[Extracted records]
PR #4563, opened 2024-06-04
FIX remove NGSIv1 lasting API ops

fgalan:
Test are expected to fail in the first pass of this PR.

- [x] fix/disable tests
- [x] modify deprecation documentation

PR #4572, opened 2024-06-05
(JP) REMOVE documentation about NGSIv1 lasting API ops (#4563)

fisuda:
This PR removes documentation about NGSIv1 lasting API ops. It would be great if you could review the PR.
Thanks.


fgalan (approved):
LGTM. Thanks!

PR #4571, opened 2024-06-05
[Doc] Add know JEXL limitation based on attributes names

mapedraza:

PR #4573, opened 2024-06-05
(JP) [Doc] Add know JEXL limitation based on attributes names (#4571)

fisuda:
This PR adds Japanese documentation about kown JEXL limitation based on attributes names. It would be great if you could review the PR.
Thanks.


fgalan (approved):
LGTM. Thanks!

PR #4583, opened 2024-06-11
FIX enable statistics_with_counters.test

fgalan:
Recently DISABLED in 4.0.0, actually it can be recovered just removing NGSIv1 operations.


danielvillalbamota (approved):
LGTM

PR #4595, opened 2024-07-10
ADD improved and new transformations

fgalan:
- [x] Step cjexl version
- [x] New time-related transformations (tests + doc)
- [x] CNR

PR #4597, opened 2024-08-01
(JP) ADD doc about new transformations (#4595)

fisuda:
This PR adds Japanese documentation about new transformations. It would be great if you could review the PR.
Thanks.


fgalan (approved):
LGTM. Thanks!

PR #4598, opened 2024-08-01
FIX DateTime with min and max operators

fgalan:
Issue https://github.com/telefonicaid/fiware-orion/issues/4585

PR #4599, opened 2024-08-01
(JP) FIX DateTime with min and max operators (#4598)

fisuda:
This PR fixes Japanese documentation about DateTime with min and max operators. It would be great if you could review the PR.
Thanks.


fgalan (approved):
LGTM. Thanks!

PR #4603, opened 2024-08-06
[WIP] REMOVE NGSIv1 dead code

fgalan:
NGSIv1 API was gradually removed from Orion 2.6.0 to 4.0.0, but a lot of dead code remains.

This PR removes that dead code.

PR #4604, opened 2024-08-09
FIX remove legacyForwarding true in test that does not need it

fgalan:
This PR does a .test simplification, removing legacyForwarding: true (a deprecated feature) in test that don't need it. They are probably old test developed in the times when NGSIv2 forwarding was not fully working.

• TASK DIRECTIONS:
An exact copy of all the entries is what's needed; write it out.

• ANSWER TO THIS PROBLEM:
PR #4563, opened 2024-06-04
FIX remove NGSIv1 lasting API ops

fgalan:
Test are expected to fail in the first pass of this PR.

- [x] fix/disable tests
- [x] modify deprecation documentation

PR #4572, opened 2024-06-05
(JP) REMOVE documentation about NGSIv1 lasting API ops (#4563)

fisuda:
This PR removes documentation about NGSIv1 lasting API ops. It would be great if you could review the PR.
Thanks.


fgalan (approved):
LGTM. Thanks!

PR #4571, opened 2024-06-05
[Doc] Add know JEXL limitation based on attributes names

mapedraza:

PR #4573, opened 2024-06-05
(JP) [Doc] Add know JEXL limitation based on attributes names (#4571)

fisuda:
This PR adds Japanese documentation about kown JEXL limitation based on attributes names. It would be great if you could review the PR.
Thanks.


fgalan (approved):
LGTM. Thanks!

PR #4583, opened 2024-06-11
FIX enable statistics_with_counters.test

fgalan:
Recently DISABLED in 4.0.0, actually it can be recovered just removing NGSIv1 operations.


danielvillalbamota (approved):
LGTM

PR #4595, opened 2024-07-10
ADD improved and new transformations

fgalan:
- [x] Step cjexl version
- [x] New time-related transformations (tests + doc)
- [x] CNR

PR #4597, opened 2024-08-01
(JP) ADD doc about new transformations (#4595)

fisuda:
This PR adds Japanese documentation about new transformations. It would be great if you could review the PR.
Thanks.


fgalan (approved):
LGTM. Thanks!

PR #4598, opened 2024-08-01
FIX DateTime with min and max operators

fgalan:
Issue https://github.com/telefonicaid/fiware-orion/issues/4585

PR #4599, opened 2024-08-01
(JP) FIX DateTime with min and max operators (#4598)

fisuda:
This PR fixes Japanese documentation about DateTime with min and max operators. It would be great if you could review the PR.
Thanks.


fgalan (approved):
LGTM. Thanks!

PR #4603, opened 2024-08-06
[WIP] REMOVE NGSIv1 dead code

fgalan:
NGSIv1 API was gradually removed from Orion 2.6.0 to 4.0.0, but a lot of dead code remains.

This PR removes that dead code.

PR #4604, opened 2024-08-09
FIX remove legacyForwarding true in test that does not need it

fgalan:
This PR does a .test simplification, removing legacyForwarding: true (a deprecated feature) in test that don't need it. They are probably old test developed in the times when NGSIv2 forwarding was not fully working.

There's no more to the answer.